* Extracted entries *
PR #697, opened 2022-03-07
Cursor is a cross when graph selection is possible

### LINKED ISSUE #162: Cursor is a cross when graph selection is possible
The cursor being a cross when selection is possible supports intuitive understanding by following UI standards set by other tools (ex. Grafana, Google Slides):

cursor-cross

grafana-cross-cursor

hriday-panchasara:
timeline-charts and xy-charts show crosshair on hover to indicate that selection is possible

fixes #162

### DIFF
--- a/packages/react-components/style/output-components-style.css
+++ b/packages/react-components/style/output-components-style.css
@@ -84,6 +84,7 @@
 .xy-main {
     width: 100%;
     display: flex;
+    cursor: crosshair;
 }
 
 #main {
@@ -247,4 +248,8 @@ canvas {
 
 .hoverClass:hover {
     border: 1px solid black;
+}
+
+#main-timegraph-content {
+    cursor: crosshair;
 }


bhufmann (commented):
Thanks for the patch. I don't think the cursor should be changed to crosshair all the time. I prefer the current implementation, where the cursor only changes when clicking with left mouse button until released. 
cross-hair

The default cursor makes also sense because user can point to a state or line to get tooltip information, as well as it's possible to select a state in timeline-charts.

This current behavior is consistent with the right mouse-click and drag where the cursor changes upon right mouse click.
right-zoom

hriday-panchasara:
> Thanks for the patch. I don't think the cursor should be changed to crosshair all the time. I prefer the current implementation, where the cursor only changes when clicking with left mouse button until released. cross-hair
> 
> The default cursor makes also sense because user can point to a state or line to get tooltip information, as well as it's possible to select a state in timeline-charts.
> 
> This current behavior is consistent with the right mouse-click and drag where the cursor changes upon right mouse click. right-zoom

I agree with your statements. I'll close this PR.

PR #701, opened 2022-03-09
Persist opened views on page refresh

williamsyang-work:
Implement StatefulWidget in the TraceViewer class and hook into the StoreState and RestoreState methods, which preserve data in LocalStorage.  This works with browser and electron.

Currently only storing outputDescriptors (opened views), but can built upon for future features (persisting view-range, selection-range, and grid-layout).

Handled an edge-case bug where timeline-chart components crashed when state.style.width = 0 in TraceContextComponent.  This also stops unopened experiment tab views from loading
on startup.


theia-extensions/viewer-prototype/src/browser/trace-viewer/trace-viewer.tsx
```diff
@@ -241,6 +241,14 @@ export class TraceViewerWidget extends ReactWidget {
             });
     }
 
+    storeState(): OutputDescriptor[] {
+        return this.outputDescriptors;
+    }
+
+    restoreState(state: OutputDescriptor[]) {
```
bhufmann, line 248: add return type `void`. I get a linter warning in VsCode.

theia-extensions/viewer-prototype/src/browser/trace-viewer/trace-viewer.tsx
```diff
@@ -241,6 +241,14 @@ export class TraceViewerWidget extends ReactWidget {
             });
     }
 
+    storeState(): OutputDescriptor[] {
+        return this.outputDescriptors;
```
bhufmann, line 245: Just to let you know, the calling method is using JSON.stringify(). The data structure OutputDescriptor defines a 2 optional fields `start` and `end` which are of type `bigint`. The JSON.stringify() will throw an exception because it can't serialize bigints. 

With the current Trace Compass server back-end `start` and `end` is never sent and hence there are not there when storeState() is called. Hence you won't see this exception. 

I'm currently debating with myself, whether we merge this PR as is and address the serialization issue later on, or we handle it right away. I'll let you know. Please still fix the comment on line 248 below right way.

bhufmann (changes requested):

bhufmann (approved):
Thanks for this improvement. Looks good to me.

PatrickTasse (changes requested):
Could you please rebase your branch on latest master commit instead of including a merge commit in the branch?

williamsyang-work:
Something got messed up with reverting the changes.  Going to re-open this PR.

* The problem *
Search the entries for "until" and copy out each line that has it.

* Response to this task *
Thanks for the patch. I don't think the cursor should be changed to crosshair all the time. I prefer the current implementation, where the cursor only changes when clicking with left mouse button until released. 
> Thanks for the patch. I don't think the cursor should be changed to crosshair all the time. I prefer the current implementation, where the cursor only changes when clicking with left mouse button until released. cross-hair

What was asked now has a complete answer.